Some things to investigate:
- Event order
- Layout and rendering
- Performance
Compromising
I think that reactive UI is quite elegant. It welcomes curious-minded exploration, functional purity, and theoretical analysis. However, I think that it appears so elegant that some are blinded by its applicability. Reactive declarative UI code looks beautiful when writing a counter, but what about a more “ugly” application? Something much more heavy-duty? Say, a video editor, or DAW, or drawing software. How will you map any “pure” data down?

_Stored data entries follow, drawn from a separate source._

PR #3939, opened 2023-01-24
Update testing docs

dswiecki:

### DIFF
--- a/docs/integration/OpenAPI.md
+++ b/docs/integration/OpenAPI.md
@@ -72,6 +72,10 @@ components {
 
 ## Operations 
 
-You can enable logging invocations in the runtime by setting logger
+You can enable enricher level runtime logging by
 `pl.touk.nussknacker.openapi.enrichers.[enricher name]` to `DEBUG`. In particular, setting `pl.touk.nussknacker.openapi.enrichers` 
-level to `DEBUG` will turn on logging on all enrichers. Please remember to configure logging on appropriate component (e.g. Lite runtime or Flink TaskManager).
+level to `DEBUG` will turn on logging on all enrichers.
+
+Enricher level logging can be enabled:
+- in Flink TaskManager [configuration](https://github.com/TouK/nussknacker-quickstart/blob/main/docker/streaming/flink/log4j-console.properties)
+- in Lite runtime [configuration](../installation_configuration_guide/DeploymentManagerConfiguration#configuring-runtime-logging)
--- a/docs/integration/OpenAPI.md
+++ b/docs/integration/OpenAPI.md
@@ -22,17 +22,17 @@ of HTTP method, path and parameters (to provide some level of uniqueness)
 
 Table below describes data types that OpenAPI integration handles:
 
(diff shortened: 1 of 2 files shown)


gadomsky (approved):

arkadius (approved):

docs/integration/OpenAPI.md
```diff
@@ -74,4 +74,4 @@ components {
 
 You can enable logging invocations in the runtime by setting logger
 `pl.touk.nussknacker.openapi.enrichers.[enricher name]` to `DEBUG`. In particular, setting `pl.touk.nussknacker.openapi.enrichers` 
-level to `DEBUG` will turn on logging on all enrichers. Please remember to configure logging on appropriate component (e.g. Lite runtime or Flink TaskManager).
\ No newline at end of file
+level to `DEBUG` will turn on logging on all enrichers. Please remember to configure logging on appropriate component (e.g. Lite runtime or Flink TaskManager).
```
ZbyszekMM, line 77: Term "component" has a special meaning in Nu case, so I would avoid using it here. Do we mean engine? Additionally, instead of "pls remember", I would prefer some explanation which would enforce mental model of what is going on here. Example:

_For enriched level logging to work, engine  level logging has to be enabled_  (links to documentation or page titles or ... ) . 

I would also have this sentence at the beginning of this section (?), because it is a _prerequisite_, so adding this information at the end is not optimal to me.

docs/integration/OpenAPI.md
```diff
@@ -74,4 +74,4 @@ components {
 
 You can enable logging invocations in the runtime by setting logger
```
ZbyszekMM, line 75: Do we need this term _invocations_ here? 

Why not just _you can enable enricher level runtime logging by ...._  ?

docs/scenarios_authoring/TestingAndDebugging.md
```diff
@@ -4,18 +4,26 @@ sidebar_position: 8
 
 # Testing and Debugging
 
-There are several features in Nussknacker designed specifically to ease testing and debugging; this page provides a brief explanation how to use them. This functionality is grouped in the Test panel docked in  the right side of the Designer canvas; if you did not rearrange panels it is in the right part of the Designer canvas. 
+There are several features in Nussknacker designed specifically to ease testing and debugging; this page provides a brief explanation how to use them. This functionality is grouped in the Test panel docked on the right side of the Designer canvas; if you did not rearrange panels it is in the right part of the Designer canvas.
```
ZbyszekMM, line 7: last sentence contains repeated content; can be shortened (?) to:

This functionality is grouped in the Test panel;  if you did not rearrange panels it is in the right part of the Designer canvas.

docs/integration/OpenAPI.md
dswiecki: done

docs/integration/OpenAPI.md
dswiecki: done

PR #3945, opened 2023-01-25
Add endpoint to get category with processingType

Filemon279:

### DIFF
--- a/designer/server/src/main/scala/pl/touk/nussknacker/ui/api/DefinitionResources.scala
+++ b/designer/server/src/main/scala/pl/touk/nussknacker/ui/api/DefinitionResources.scala
@@ -5,14 +5,11 @@ import akka.http.scaladsl.server.{Directives, Route}
 import de.heikoseeberger.akkahttpcirce.FailFastCirceSupport
 import pl.touk.nussknacker.engine.util.Implicits.RichScalaMap
 import pl.touk.nussknacker.engine.{ModelData, ProcessingTypeData}
-import pl.touk.nussknacker.restmodel.process.ProcessingType
-import pl.touk.nussknacker.security.Permission.Read
 import pl.touk.nussknacker.ui.definition.UIProcessObjectsFactory
-import pl.touk.nussknacker.ui.process.ProcessCategoryService.Category
 import pl.touk.nussknacker.ui.process.processingtypedata.ProcessingTypeDataProvider
 import pl.touk.nussknacker.ui.process.{ProcessCategoryService, ProcessObjectsFinder}
 import pl.touk.nussknacker.ui.process.subprocess.SubprocessRepository
-import pl.touk.nussknacker.ui.security.api.{AdminUser, CommonUser, LoggedUser}
+import pl.touk.nussknacker.ui.security.api.LoggedUser
 import pl.touk.nussknacker.ui.util.EspPathMatchers
 
 import scala.concurrent.ExecutionContext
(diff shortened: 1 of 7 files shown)


designer/server/src/main/scala/pl/touk/nussknacker/ui/api/DefinitionResources.scala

The problem here is that the core of these kinds of applications is actually incredibly unrelated to the UI. A DAW’s core is just a DSP. A video editor’s core is mostly just a compositor. Blender’s mesh editor core comes down to a 3D scene stored in a few vertex buffers. Obviously a DAW isn’t just an interface to a DSP, it’s a big shell to add VSTs, MIDI, drums, etc. A video editor isn’t just an interface to a compositor, it’s a way to blend VFX, 3D scenes, and A/V. Then most obviously, Blender mesh editor isn’t just an interface to upload bytes to a vertex/index buffer.
All the value of these kinds of applications comes down to the UI and as such there’s practically no way to bridge the gap between the core and the UI without introducing a thick intermediate layer that has state only for the sake of the UI. That is something that reactive UI does not appreciate.
Reactive UI works extremely well where there’s a clear and direct connection between the UI and state. For example, a counter state maps directly to an incrementing button and a formatted label. However, a list of audio tracks does not quite map to a DAW.
There’s a time and place for reactive and declarative UI, and there’s a time and place for procedural and imperative UI. I advocate for a UI platform that allows you to mix the two seamlessly such that one can use imperative UI for the nitty-gritty widgets and declarative UI for the composition of widgets inside forms/panels. In fact, this idea is not so alien. Iced, for example, does exactly this, wherein the elementary building blocks of the declarative UI are irreducible widgets.
Closing thoughts
There is lots of room for playing around when it comes to reactive UI. In particular, I’m a fan of Raph Linus’s blog where he has made several posts exploring this very topic. I hope to see more work and movement occur in this space as it may very well shape the future of GUI libraries.